1) le présent article ouvre la possibilité de ne transférer qu'une partie d'un site ou d'un monument. Cette possibilité est de nature à mettre un terme à certains « démembrements » de sites entre l'Etat et les collectivités, mais pourrait aussi aboutir à en « démembrer » d'autres, et à susciter un enchevêtrement de compétences et d'interventions croisées nuisibles à la cohérence de la gestion d'un site ;

2) l'articulation du présent dispositif avec l'action menée par France Domaine 57 ( * ) et avec le mécanisme spécifique de cessions des sites de la défense, prévu par la loi de programmation militaire, n'est pas précisée.

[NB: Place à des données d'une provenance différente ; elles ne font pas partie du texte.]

PR #2726, opened 2025-03-17
#2721 - Fix the scroll-position bug

### LINKED ISSUE #2721: ChatMain no longer remember scroll position
### Problem

Image

I'm not sure what happened. Perhaps some recent changes to ChatMain broke its ability to remember scroll positions.

Switching on GIG between `#random` and `#general` doesn't remember scroll position, and seems stuck for me on an old message. In other words, it doesn't scroll to the end as it shou.d

### Solution

Fix.

SebinSong:
closes #2721 

https://github.com/user-attachments/assets/f22f285e-3c8c-402f-81b1-88a1b13862ab

### DIFF
--- a/frontend/views/containers/chatroom/ChatMain.vue
+++ b/frontend/views/containers/chatroom/ChatMain.vue
@@ -1128,7 +1128,7 @@ export default ({
         }
 
         if (this.ephemeral.messagesInitiated) {
-          // Sometimes event after 'messagesInitiated' is set to 'true', infiniteHandler() is called again and loads more messages.
+          // Sometimes even after 'messagesInitiated' is set to 'true', infiniteHandler() is called again and loads more messages.
           // In that case, we should defer 'auto-scrolling to the initial-position' until those additional messages are rendered.
           // This can be achieved by calling 'scrollToInitialPosition' here with setTimeout(),
           // and calling clearTimeout() at the start of infiniteHandler().
--- a/frontend/views/containers/chatroom/ChatMain.vue
+++ b/frontend/views/containers/chatroom/ChatMain.vue
@@ -281,7 +281,7 @@ export default ({
   },
   mounted () {
     // setup various event listeners.
-    this.ephemeral.onChatScroll = debounce(onChatScroll.bind(this), 500)
+    this.ephemeral.onChatScroll = debounce(onChatScroll.bind(this), 300)
     sbp('okTurtles.events/on', EVENT_HANDLED, this.listenChatRoomActions)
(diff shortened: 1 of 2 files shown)


frontend/views/containers/chatroom/ChatMain.vue
```diff
@@ -887,6 +887,28 @@ export default ({
...
+            if (scrollingToSpecificMessage) {
+              const newQuery = { ...this.$route.query }
+              delete newQuery.mhash
+              this.$router.replace({ query: newQuery })
+            }
+
+            // This ensures that scroll-to-specific-message (or to the latest message) happens one time after the initial chatroom load.
+            this.ephemeral.scrollHashOnInitialLoad = null
+          })
+        }
```
SebinSong, line 911: From more thorough investigation, this appears to be a better place to execute the `initial-scroll` logic. From my observation, executing this logic from the original place (L1092 below) seemed premature especially when the chatroom has many image attachments. This leads to a situation like below for example,

[1] Some messages are rendered.
[2] initial-scroll logic is executed.
[3] Images that are rendered later causes the scroll-height of the chatroom to increase.
[4] This leads to a sudden jump of the scroll position.

After moving this logic here, I have not observed this happening again.

taoeffect (commented):
Interesting! @SebinSong - I've verified that this seems to fix the problem on my end, nice work!

Does this count though as a logic fix? It seems to leave the logic the same and just mess with the timings a bit. Are you sure this will be sufficient under all circmstances?

SebinSong:
@taoeffect 
Yes, the logics for **1.** remembering the scroll-position in `onChatScroll` method **2.** determining the initial scroll-position during the initial message-chain render and auto-scroll to it are actually not broken and are in the same places as they were.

Sur ces points, qui ne sont toutefois pas de nature à remettre en cause le bien-fondé du dispositif proposé, votre rapporteur spécial s'attachera à obtenir des éclaircissements, en séance, de la part du Gouvernement.

Position de votre commission : votre commission vous propose d'adopter cet article ainsi modifié.

* 55 Les préfets de région se tourneront naturellement vers le ministre pour les transferts les plus significatifs.

* 56 Un décret en Conseil d'Etat précisera les modalités d'application du présent article et une circulaire du ministre de la culture et de la communication « sera adressée aux préfets de régions et aux directeurs régionaux des affaires culturelles pour leur expliquer l'esprit de la mesure et les conditions dans lesquelles ils doivent conduire d'éventuelles négociations avec des collectivités candidates » .

* 57 Sur ce point, l'avis du ministre chargé du domaine, introduit par l'Assemblée nationale, est de nature à garantir la cohérence des procédures mises en oeuvre par France Domaine et de l'application de l'article 97, dans sa nouvelle rédaction.